この授業を行っている,情報基盤センターの演習室にある Mac での, limits.h の内容をのぞいてみましょう. いくつかのディレクトリに同じ名前の limits.h がありますが, ここで内容を見るのは /Applications/Xcode.app/Contents/Developer/Platforms/MacOSX.platform/Developer/SDKs/MacOSX.sdk/usr/include/i386/limits.h です.

ターミナルで


more /Applications/Xcode.app/Contents/Developer/Platforms/MacOSX.platform/Developer/SDKs/MacOSX.sdk/usr/include/i386/limits.h

と入力して [Return] キーを押してください(limits.h の場所が変更になり, ここでの入力文字が多くなってしまったので,下図の結果だけ見てもらってもかまいません). この more コマンドは,テキストファイルの内容をページ単位で表示します. スペースキーを押すと次のページを表示します. [Return] キーを押すと1行だけ表示を進めます. [Q] キーを押すと表示を終了します.
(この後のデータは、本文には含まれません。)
PR #464, opened 2025-08-19
Updates for compatibility with aranya-core/main

jdygert-spok:


gknopf-aranya:
@jdygert-spok `clippy` found a few things:
https://github.com/aranya-project/aranya/actions/runs/17080413178/job/48432635809?pr=464

gknopf-aranya:
I was expecting to see a change to `Cargo.toml` to pull in changes from `main` for `aranya-core` deps.

crates/aranya-daemon/src/policy.md
```diff
@@ -1587,8 +1587,8 @@ command DeleteLabel {
         let label = check_unwrap query Label[label_id: this.label_id]
 
         finish {
-            // Cascade deleting the label assignments.
-            delete AssignedLabel[label_id: label.label_id, device_id: ?]
+            // TODO: Cascade deleting the label assignments.
+            // delete AssignedLabel[label_id: label.label_id, device_id: ?]
```
ssweetney-spok, line 1591: Did the use of a bind marker here cause an error at runtime?

jdygert-spok: No, it was causing incorrect behavior since we don't have prefix deletion so the machine IO interface makes the storage think it is just deleting a single fact.

With https://github.com/aranya-project/aranya-core/pull/375 it will be a compile error.

ssweetney-spok: Oh, I expected there to be some mismatch in the stack values and instructions [since we don't put anything on the stack when we see a bind marker](https://github.com/aranya-project/aranya-core/blob/main/crates/aranya-policy-compiler/src/compile.rs#L541-L562)

Edit: Nvm, I see we `continue` so the instruction below isn't added

jdygert-spok:
LGTM

crates/aranya-daemon/src/policy.md
djohnson-spideroak: Just want to confirm: this does remove the label, but not the assignments. Does this introduce any risk of a label-resurrection attack? I would imagine not due to the label ID being a command ID, but I want to be clear as to what this actually changes.

jdygert-spok: The deletion was already not working correctly, but I confirmed that we check for the label to exist before any uses of `AssignedLabel`. In theory if you recreated the label fact with the same label id, then those assignments would be live again. Maybe there's some way to do that with braiding? Not sure if you could get anything useful out of it. Either way, this PR doesn't introduce the issue.

Issue #442, opened 2025-08-05
example: split complex example into simple focused examples


djohnson-spideroak:
The goal of this is to take the example and split it into multiple examples that focus on specific common uses of aranya. Some possible examples:

- Onboarding
- AQC
- IDAM operations
- sync topologies

And included comments in the code explaining concepts, etc.

This ticket should focus on initial splitting of the example and ensuring that the examples continue to run in CI.

gknopf-aranya:
I wonder how we will be able to simplify the AQC example.
It depends on onboarding, IDAM, sync peers, labels, etc. to be setup in order to create and use channels.
We could have some test util code that sets up a default team in a single method, so the rest of the code is very AQC specific.

gknopf-aranya:
It would be convenient to have examples that are both automatically unit tested and compiled into stand-alone binaries.
If the examples are in a different `aranya-examples` crate, they are guaranteed to use the public `aranya-client` application API.
Each example could be part of a different module in that crate with its own `Cargo.toml`, `main.rs`, and `test.rs` so they can be unit tested in CI and compiled into stand-alone executables. Example directory structure:
`crates/aranya-examples`
    `aqc/Cargo.toml`
    `aqc/src/main.rs`
    `aqc/src/test.rs`

gknopf-aranya:
Reopening since only part of this issue has been resolved by the merged PR.

gknopf-aranya:
Unassigning this from myself since this is too large of a task to handle in a sprint. Will move smaller issues into sprints as we have time.

gknopf-aranya:
@djohnson-spideroak, @jdygert-spok, @jnewell-spok we're thinking of adding an example of onboarding a single device next. The team owner and device added should be implemented in 2 different executables to show how onboarding info will be sent via the network. We can borrow the executable build structure and TCP networking code from the multi-node example for this.

PR #473, opened 2025-09-02
AQC: Add feature flag

### LINKED ISSUE #470: aqc: mark experimental
AQC should be marked as experimental in preparation for our move to transportless data plane.

cc @gknopf-aranya  @jdygert-spok @ycarmy

jdygert-spok:
Closes #470.

### DIFF
--- a/Cargo.toml
+++ b/Cargo.toml
@@ -38,7 +38,7 @@ wildcard_imports = "warn"
 aranya-aqc-util = { version = "0.7.0", features = ["alloc"] }
 aranya-capi-core = { version = "0.4.4" }
 aranya-capi-codegen = { version = "0.3.3" }
-aranya-crypto = { version = "0.9.0", features = ["alloc", "aqc", "fs-keystore", "clone-aead", "std", "tls"] }
+aranya-crypto = { version = "0.9.0", features = ["alloc", "fs-keystore", "clone-aead", "std", "tls"] }
 aranya-crypto-ffi = { version = "0.12.0" }
 aranya-device-ffi = { version = "0.12.0" }
 aranya-envelope-ffi = { version = "0.12.0" }
--- a/Makefile.toml
+++ b/Makefile.toml
@@ -65,7 +65,7 @@ category = "build"
 description = "Build C API shared library"
 cwd = "crates/aranya-client-capi"
 command = "cargo"
-args = ["build", "--release"]
+args = ["build", "--release", "--features=aqc"]
 dependencies = ["install-nightly"]
 
 [tasks.tgz-capi]
@@ -192,7 +192,7 @@ workspace = true
 script = '''
 cargo clippy
 cargo clippy --all-targets
-# cargo clippy --no-default-features (TODO: uncomment in #448) 
+# cargo clippy --no-default-features (TODO: uncomment in #448)
 cargo clippy --all-targets --all-features
 '''
 install_crate = { rustup_component_name = "clippy" }
--- a/crates/aranya-client-capi/Cargo.toml
+++ b/crates/aranya-client-capi/Cargo.toml
@@ -21,6 +21,8 @@ doctest = false
 [features]
 default = []
 
+aqc = ["aranya-client/aqc"]
+
 
 [dependencies]
 aranya-client = { workspace = true }
--- a/crates/aranya-client-capi/cbindgen.toml
+++ b/crates/aranya-client-capi/cbindgen.toml
@@ -96,6 +96,7 @@ style = "both"
 "target_os = linux" = "__linux__"
 "target_os = vxworks" = "__VXWORKS__"
 "target_arch = x86_64" = "__x86_64__"
+"feature = aqc" = "ENABLE_AQC"
 
 [export]
 renaming_overrides_prefixing = true
@@ -124,7 +125,7 @@ clean = true
 
 [parse.expand]
 default_features = false
-features = []
+features = ["aqc"]
 crates = ["aranya-client-capi"]
 
 [ptr]
--- a/crates/aranya-client-capi/src/api/defs.rs
+++ b/crates/aranya-client-capi/src/api/defs.rs
@@ -3,17 +3,23 @@ use core::{
     ffi::{c_char, CStr},
     ptr, slice,
 };
-use std::{ffi::OsStr, ops::Deref, os::unix::ffi::OsStrExt, str::FromStr};
+#[cfg(feature = "aqc")]
+use std::str::FromStr;
+use std::{ffi::OsStr, ops::Deref, os::unix::ffi::OsStrExt};
 
 use anyhow::Context as _;
-use aranya_capi_core::{opaque::Opaque, prelude::*, ErrorCode, InvalidArg};
+#[cfg(feature = "aqc")]
+use aranya_capi_core::opaque::Opaque;
+use aranya_capi_core::{prelude::*, ErrorCode, InvalidArg};
+#[cfg(feature = "aqc")]
 use aranya_client::aqc::{self, AqcPeerStream};
 use aranya_daemon_api::Text;
 use aranya_util::error::ReportExt as _;
+#[cfg(feature = "aqc")]
 use bytes::Bytes;
 use tracing::{debug, error};
 
-use crate::imp::{self, aqc::consume_bytes};
+use crate::imp;
 
 /// An error code.
 ///
@@ -59,6 +65,7 @@ pub enum Error {
     Aranya,
 
     /// AQC library error.
+    #[cfg(feature = "aqc")]
     #[capi(msg = "AQC library error")]
     Aqc,
 
@@ -96,6 +103,7 @@ impl From<&imp::Error> for Error {
             imp::Error::Client(err) => match err {
                 aranya_client::Error::Ipc(_) => Self::Ipc,
                 aranya_client::Error::Aranya(_) => Self::Aranya,
+                #[cfg(feature = "aqc")]
                 aranya_client::Error::Aqc(_) => Self::Aqc,
                 aranya_client::Error::Bug(_) => Self::Bug,
                 aranya_client::Error::Config(_) => Self::Config,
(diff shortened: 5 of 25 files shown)


jdygert-spok:
I think I'm hitting https://github.com/aranya-project/aranya-core/issues/179 now.

jdygert-spok:
Needs aranya-project/aranya-core#393 but ready for some review.

I only added an aqc feature and not an experimental flag. Unsure how we want to shape that (cargo feature vs bare cfg etc).

The rust/c examples and the model benchmarks all enable AQC unconditionally.

jdygert-spok:
Discussed on rust call, will add `cfg(aranya_unstable)`.

jdygert-spok:
I tried out the cfg but it was painful to manage. It also triggers a full rebuild. Going to stick with the feature flag.

Makefile.toml
gknopf-aranya, line 1: The `metrics` task requires the `aqc` feature

crates/aranya-client-capi/cbindgen.toml
```diff
@@ -96,6 +96,7 @@ style = "both"
 "target_os = linux" = "__linux__"
 "target_os = vxworks" = "__VXWORKS__"
 "target_arch = x86_64" = "__x86_64__"
+"feature = aqc" = "ENABLE_AQC"
```
gknopf-aranya, line 103: Do we want an `ENABLE_UNSTABLE` flag that gates all the unstable features for the C API?

crates/aranya-client-capi/src/api/defs.rs
gknopf-aranya, line 1: At some point we may want to consider adding support for multiple `defs.rs` modules so features can each go into a different files and be hidden with a single `#[cfg(feature = "aqc")]`

crates/aranya-client/src/client.rs
```diff
@@ -76,26 +79,113 @@ impl ClientBuilder<'_> {
         Self::default()
     }
 
-    /// Connects to the daemon.
+    /// Creates a client connection to the daemon.
```
gknopf-aranya, line 82: I thought this doc example was already added in by one of my previous PRs

gknopf-aranya: Nevermind, this was moved from another spot

crates/aranya-daemon-api/src/service.rs
```diff
@@ -630,6 +268,19 @@ pub struct Label {
     pub name: Text,
 }
 
+// TODO: fix tarpc
```
gknopf-aranya: What needs to be fixed specifically?

crates/aranya-daemon/src/api.rs
```diff
@@ -544,6 +573,7 @@ impl DaemonApi for Api {
         Ok(())
     }
 
+    #[cfg(feature = "aqc")]
```
gknopf-aranya, line 605: We used to have to implement an empty method that does nothing because the IPC API trait needed an implementation for each method in the trait. How did you work around this?

examples/c/example.bash
```diff
@@ -63,7 +63,7 @@ EOF
 done
 
 # build the daemon.
-cargo build --bin aranya-daemon --release
+cargo build -p aranya-daemon --bin aranya-daemon --features unstable,aqc --release
```
gknopf-aranya: As we start to add more features, we'll probably want a way to return a list of the default features they can be passed into the examples automatically. Not sure if we need a CLI for this or if `cargo` can do that.

jdygert-spok: We can make it a default feature in `Cargo.toml` and not have to pass the flags. But for AQC I don't think we want it as a default now since we are de-emphasizing.

crates/aranya-daemon-api/src/service.rs
jdygert-spok: The return type of cfg'd methods gets used unconditionally in some generated code, which is why I need to define those types here.

crates/aranya-daemon/src/api.rs
jdygert-spok: The trait and impl are both cfg'd. What was the issue before? IIRC we did it that way to get slightly nicer error messages.

crates/aranya-client-capi/cbindgen.toml
jdygert-spok: Added check for `ENABLE_ARANYA_UNSTABLE`

crates/aranya-client-capi/src/api/defs.rs
jdygert-spok: Agreed, I had tried having it in a separate module but our capi tooling doesn't recurse down modules.

examples/c/example.bash
djohnson-spideroak: I agree we will not want it enabled by default. I am on the fence for the current moment though. I would like to avoid having no data plane enabled by default, so we may consider having it default until AFC is added back in.

crates/aranya-client-capi/src/api/defs.rs
djohnson-spideroak: Do we have an issue for this?

crates/aranya-daemon/src/api.rs
```diff
@@ -201,16 +224,21 @@ impl EffectHandler {
                 LabelDeleted(_) => {}
                 LabelAssigned(_) => {}
                 LabelRevoked(_) => {}
-                AqcNetworkNameSet(e) => {
+                AqcNetworkNameSet(_e) => {
```
djohnson-spideroak: Thoughts on some logging if a client receives AQC effects but the feature is not enabled?

djohnson-spideroak (approved):

crates/aranya-daemon/src/api.rs
gknopf-aranya: If I add the same feature flag config to a method in `service.rs` and `api.rs` it does not compile. Not sure why.

Makefile.toml
```diff
@@ -40,14 +47,17 @@ run_task = { name = [
...
 # Build the `aranya-client-capi` C API `aranya-client.h` header file.
+# NOTE: From 1.87 onward, cargo-expand doesn't include cfg's, so cbindgen won't
+# see them to include in the header. Until this is fixed, we cannot increase
+# our MSRV beyond 1.86. See https://github.com/rust-lang/rust/issues/139715.
 [tasks.build-capi-header]
 category = "build"
 description = "Build C API header"
-toolchain = "${NIGHTLY}"
 cwd = "crates/aranya-client-capi"
+env.RUSTC_BOOTSTRAP = "1"
```
nikki-aranya, line 58: can you add a note about what this is needed for

crates/aranya-client-capi/Cargo.toml
```diff
@@ -21,6 +21,11 @@ doctest = false
 [features]
 default = []
 
+experimental = [
+    "aranya-client/experimental",
```
gknopf-aranya: What is the purpose of defining features with paths instead of calling them "experimental" and "aqc"?

Makefile.toml
nikki-aranya: lgtm otherwise

examples/rust/run.bash
gknopf-aranya, line 1: @djohnson-spideroak, @jdygert-spok should we put the AQC example behind a feature flag in the Rust example?
That way the example can be compiled with different feature flags enabled depending on what users want to see an example of.

examples/c/CMakeLists.txt
gknopf-aranya, line 1: We may want to put the AQC C example behind a compiler flag so users can build the example with and without AQC enabled. Currently, the example assumes that AQC is always enabled.

examples/rust/run.bash
djohnson-spideroak: I think we can do this in a followup. We still want to eventually split the example into smaller more focused examples either way. That would be easier to deal with in terms of features.

djohnson-spideroak: https://github.com/aranya-project/aranya/issues/442 is the issue for splitting the examples

crates/aranya-client-capi/src/api/defs.rs
djohnson-spideroak: https://github.com/aranya-project/aranya-core/issues/401

crates/aranya-client-capi/Cargo.toml
jdygert-spok: This is just enabling the feature in aranya-client when the same feature in aranya-client-capi is enabled.

examples/c/CMakeLists.txt
djohnson-spideroak: https://github.com/aranya-project/aranya/issues/482

Cargo.toml
```diff
@@ -105,3 +106,6 @@ allow-branch = ["main"]
 shared-version = true
 tag-message = ""
 tag-prefix = ""
+
+[patch.crates-io]
+aranya-capi-codegen = { git = "https://github.com/aranya-project/aranya-core.git", branch = "main" }
```
djohnson-spideroak: I am guessing we need to do a release of this crate?

djohnson-spideroak (approved):

gknopf-aranya (approved):

crates/aranya-daemon/src/api.rs
gknopf-aranya: This was because I needed the same feature set enabled for the api and daemon crates.

crates/aranya-daemon/src/daemon.rs
ssweetney-spok, line 1: Should these lines:

```rust
// TODO: Make aqc optional.
let Toggle::Enabled(_) = &cfg.aqc else {
    anyhow::bail!(
        "AQC is currently required, set `aqc.enable = true` in daemon config."
    )
};
```

get removed or should it happen in one of the AFC PRs?

jdygert-spok: Good catch, just made it optional and added cfg feature to the config

crates/aranya-client/src/client.rs
```diff
@@ -76,26 +79,113 @@ impl ClientBuilder<'_> {
...
+                return Err(IpcError::new(io::Error::new(
+                    io::ErrorKind::Unsupported,
+                    format!("version mismatch: `{got}` != `{want}`"),
+                ))
+                .into());
+            }
+            debug!(client = ?want, daemon = ?got, "versions");
+
+            #[cfg(feature = "aqc")]
+            let aqc = {
```
jdygert-spok: Probably need to make the client parts optional too.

表示を進めていくと,以下の図のように, 文字型と整数型で表現できる値の最大値と最小値が見つかります.

limits.h での各型の最大値と最小値の定義

先頭に 0x とついている数は16進数での表示です. テキスト p.210(第1版 p.194)で学習します). 数字の末尾についている U および L は, テキスト p.211(第1版 p.195)で学習する 整数接尾語(integer suffix)です.

List 7-1 では,printf 関数において, これまでに学習していない長さ修飾子(第1版では「変換修飾子」)および変換指定子が使われています. 変換指定子 u は,unsigned int 型の実引数を, 符号なし10進表記に変換することを意味します. 長さ修飾子の l(エル)は,変換指定子 d または u と共に使われたとき, 対応する実引数の型が long int 型または unsigned long int 型であることを意味します. したがって,long int 型の値を表示するための変換指定は %ld, unsigned long int 型の値を表示するための変換指定は %lu となります. テキスト第13章 13-3 節の,printf 関数の仕様を参照してください.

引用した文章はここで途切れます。